# Dripper Noob - Sapor



## Duffie12 (25/3/16)

So I got a free Sapor RDA (thanks to @vaporize.co.za giveaway!) but haven't used it yet. Haven't dripped yet nor built my own coils yet.

I did, on a whim, buy some pre-rolled coils and now have myself 10x 0.5 Ohm Claptons with a 2.8mm ID and 10x 1.2 Ohm 26ga Kanthals. I also have a pack of Cotton Bacon V2. Originally I thought I'd try rebuilding me Ego One CLRs but never really got round to it.

My mod is an ELeaf iStick TC 60W.

So...

Think I can get a build on my Sapor using the above? 

Would a single coil build with the claptons be possible and has anyone tried it?

Two claptons would bring the resistance down to 0.25 Ohm but I'm not really a super sub-ohm vaper. Can give it a try but would my mod be powerful enough?

Any tips/advice on the Sapor? Positioning of the coils high/low to the air intake?


----------



## Silver (25/3/16)

Good luck with that @Duffie12 
I have no experience with the Sapor
Let us know how it turns out and what your first vape is like on it
Bound to be several Sapor users out there - just dont know how many are on vacation now...

Reactions: Thanks 1


----------



## n0ugh7_zw (25/3/16)

@Duffie12 meh, couldn't find the thread i was thinking of... here are these 2
http://www.ecigssa.co.za/sapor-rda.t15664/
http://www.ecigssa.co.za/my-first-dripper.t17092/#post-294444

The sapor is really dual coil only. your istick 60W is plenty powerful enough to run it. and the pre wrapped coils should work just fine in it.

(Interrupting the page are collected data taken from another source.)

PR #148, opened 2026-06-08
Fix duplicate DB upload ingest

derek-keeler:
## What

While running gamatrix (v2) locally I tripped on a couple of gotchas. (Note that my setup is Windows and this change may be "just the wrong setup" kind of problem... please do look closely!).

- This was a real production bug: both the AWS parser Lambda (lambdas/db_parser/handler.py) and local /upload/complete use the same ingest_db_file() path.
- There were two coupled issues:
    1. GogDBParser.parse() could emit duplicate library rows for the same release_key when the DB contained duplicate allGameReleases rows.
    2. Repository.replace_user_library() deleted and rewrote the same keys in one batch write, so re-uploading the same DB could wipe out the library or behave incorrectly.
- Local debugging has a network routing issue

1. Resolution of names: Gamatrix app was generating pre-signed upload URL with Docker’s internal hostname `minio:9000`, which the browser couldn't resolve from the host machine. That meant the upload stalled or failed before /upload/complete ever ran.

1. Post-upload ingestion duplication bug: Error was `botocore.exceptions.ClientError: ... BatchWriteItem operation: Provided list of item keys contains duplicates`. (src: src\gamatrix\storage\dynamo.py:148). Uploading my GOG DB twice produced duplicate library rows for the same DynamoDB key (user_id, release_key), and DynamoDB batch writes reject duplicate keys in a single batch. The upload of my GOG DB finished, but the ingestion failed while replacing the user library. Production bug: the AWS parser Lambda and local /upload/complete both call the same ingest_db_file(). 

## How

I’m adding two regressions: one for the parser emitting duplicate release keys from realistic GOG rows, and one for repeated ingest of the same DB staying idempotent. Fix the parser so production and local uploads both use the deduped path. Fixed the parser at the source so duplicate platform-list rows collapse to one library entry per release key before ingest ever touches DynamoDB. 

Also: I found that the new local .env was bleeding into the test config, so pytest started talking to the live local DynamoDB instead of moto. Isolated the tests from local endpoints.

`replace_user_library()` deletes and rewrites the same keys in one batch, which can wipe out the library on re-upload. Fixed that storage path so repeated uploads of the same data remains consistent (no changes applied unless changes necessary). The storage layer now treats repeated uploads as upserts instead of delete-then-reinsert for the same keys.

### Summary

- src/gamatrix/gogdb/parser.py - Dedupes parsed library entries by release_key while preserving install state.
- src/gamatrix/storage/dynamo.py - replace_user_library() now behaves like an upsert for incoming keys and only deletes stale keys, making repeated uploads of the same DB safe.
- Added regressions in tests/test_gogdb.py for: - duplicate parser rows from realistic GOG data
- repeated ingest of the same DB remaining idempotent
- Added tests/test_s3.py earlier for the local presigned-upload URL fix.
- Updated tests/conftest.py so pytest stays isolated from the local .env endpoints.

## Checklist

- [ ] PR checks pass


lambdas/__init__.py
```diff
@@ -0,0 +1 @@
+
```
eniklas: This file looks stray. Nothing imports `lambdas` as a package, `setuptools.packages.find` only scans `src`, and the actual handler dirs (`db_parser/`, `igdb_enricher/`) have no `__init__.py`. It has no effect on this fix — likely a leftover from debugging. Suggest dropping it unless there's a specific reason (making the parent a package while the subdirs aren't is a bit confusing).

src/gamatrix/storage/dynamo.py
```diff
@@ -135,15 +135,31 @@ def replace_user_library(self, user_id: str, entries: list[dict]) -> None:
...
         table = self._table(self.settings.libraries_table)
         existing = self.get_user_library(user_id)
+        incoming: dict[str, dict] = {}
+        for entry in entries:
+            release_key = entry["release_key"]
+            current = incoming.get(release_key)
+            if current is None:
+                incoming[release_key] = {**entry}
+                continue
+            current["installed"] = current.get("installed", False) or entry.get(
```
eniklas, line 145: Non-blocking: this dedup now overlaps with the parser fix, which already collapses duplicate `release_key`s. Keeping it is defensible belt-and-suspenders since `replace_user_library` is a general repo API and shouldn't trust callers — in fact this dynamo-side dedup alone is sufficient to fix the batch error. Just noting that, given the parser dedup, the non-`installed` last-non-None merge branch is effectively dead in this flow (all entries for a key are identical). Harmless.

eniklas (commented):
**Review: Approve.** Two real, coupled production bugs plus a local-dev upload fix, backed by regression tests I verified actually reproduce the failures.

I reverted the source changes to `master` while keeping the new tests — both fail with exactly `botocore...ValidationException ... BatchWriteItem ... Provided list of item keys contains duplicates`, and pass with the fix. All checks pass locally (47 tests, `black`, `flake8`, `mypy`).

**What's good**
- **Parser** (`parser.py`): `parsed.entries` got an append per occurrence while the `seen` set only deduped `parsed.games`; duplicate platform-list rows → duplicate `release_key` entries → duplicate `put_item` in one batch. Now keyed by `release_key` with `installed` OR-merged. Correct.
- **Storage** (`dynamo.py`): the old delete-all + put-all in a single `batch_writer` put the same key in both a delete and a put within one `BatchWriteItem` on re-upload → rejected. Now only stale keys (`existing − incoming`) are deleted and the rest upserted. Correct and idempotent.
- **S3 public endpoint**: for a presigned *POST* the signature lives in the form `fields`, not the URL, so rewriting only scheme+netloc (preserving path/query) is safe and keeps MinIO path-style `/bucket`. Properly gated and documented in `.env-sample`.
- **Test isolation** (`conftest.py`): pinning endpoint URLs to `None` stops `.env` leaking the live local DynamoDB into moto-backed tests.

Minor, non-blocking points inline below.

src/gamatrix/storage/s3.py
```diff
@@ -9,6 +9,7 @@
 from __future__ import annotations
 
 import boto3
+from urllib.parse import urlsplit, urlunsplit
```
eniklas, line 11: Trivial nit: stdlib import placed after the third-party `import boto3`. `black`+`flake8` don't care (no `isort` here), so feel free to ignore.

lambdas/__init__.py
eniklas: This is the only one I'd like done before approving, one less file.

derek-keeler: I found this when I ran `mypy .` locally - however it doesn't seem to be affecting the PR runner. I will lose the file since it doesn't have anything to do at all with my change. It is weird that running mypy locally shows errors - I'm not using `uv` locally so there's some magic voodoo going on.

derek-keeler: Done!

src/gamatrix/storage/dynamo.py
derek-keeler: Noted.

src/gamatrix/storage/s3.py
derek-keeler: 🤦🤦🤦

Bad Python-dev no cookie.

derek-keeler: Fixed.

derek-keeler: My honour has been restored.

eniklas (approved):
:shipit:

You want the coils as close as possible to the airflow without touching it, in my experience that gives the best flavour.

When you start rolling your own coils, the sapor loves 24G kanthal

Reactions: Like 2 | Thanks 1


----------



## Duffie12 (25/3/16)

n0ugh7_zw said:


> @Duffie12 meh, couldn't find the thread i was thinking of... here are these 2
> http://www.ecigssa.co.za/sapor-rda.t15664/
> http://www.ecigssa.co.za/my-first-dripper.t17092/#post-294444
> 
> ...



Thanks, will check them out!

Reactions: Winner 1


----------



## kev mac (26/3/16)

Duffie12 said:


> So I got a free Sapor RDA (thanks to @vaporize.co.za giveaway!) but haven't used it yet. Haven't dripped yet nor built my own coils yet.
> 
> I did, on a whim, buy some pre-rolled coils and now have myself 10x 0.5 Ohm Claptons with a 2.8mm ID and 10x 1.2 Ohm 26ga Kanthals. I also have a pack of Cotton Bacon V2. Originally I thought I'd try rebuilding me Ego One CLRs but never really got round to it.
> 
> ...


Sapor is a great flavor atty,not bad clouds also. Work with it and it should fit the claptons.Check some build videos on You Tube.

Reactions: Like 1


----------



## M5000 (27/3/16)

The Sapor has been a great beginner RDA and I have tried many different types of Kanthal builds. I think you will need dual coils to get the best out of it. As mentioned above 24ga kanthal works well especially since it's easy to work with. I use organic cotton and sometimes rayon. The scottish roll wicking seems to work well. Just take the top cap into account when positioning your coils as the airflow slots protrude inwards so just make sure they don't sit on the coils.


----------



## KB_314 (28/3/16)

Duffie12 said:


> So I got a free Sapor RDA (thanks to @vaporize.co.za giveaway!) but haven't used it yet. Haven't dripped yet nor built my own coils yet.
> 
> I did, on a whim, buy some pre-rolled coils and now have myself 10x 0.5 Ohm Claptons with a 2.8mm ID and 10x 1.2 Ohm 26ga Kanthals. I also have a pack of Cotton Bacon V2. Originally I thought I'd try rebuilding me Ego One CLRs but never really got round to it.
> 
> ...


It's a cool atty with good flavour. I struggled with it until I elevated the coils like @n0ugh7_zw said - quite close to the air intake. After that there was more space for wicking and dripping and less spit back. I also had issues with the centre post grub screws with thinner gauge wire. Fine for Clapton and 24g and thicker. 26g works too but once or twice wasn't making good contact and needed fiddling. (Almost as though the posts are slightly too short?) I have no other top airflow atties to compare it to, but mine gets a lot of use, never leaks, good flavour - seems well liked by beginners (like me) and pro's. I usually go for 0.35-0.4 ohms with this - maybe try and start a little higher than 0.2ohm with some 24g as mentioned


----------



## Lord Vetinari (28/3/16)

n0ugh7_zw said:


> @Duffie12 meh, couldn't find the thread i was thinking of... here are these 2
> http://www.ecigssa.co.za/sapor-rda.t15664/
> http://www.ecigssa.co.za/my-first-dripper.t17092/#post-294444
> 
> ...


I have stopped wasting my time with anything but 24g kanthal... Stuff just works. Every time. Every atty.


----------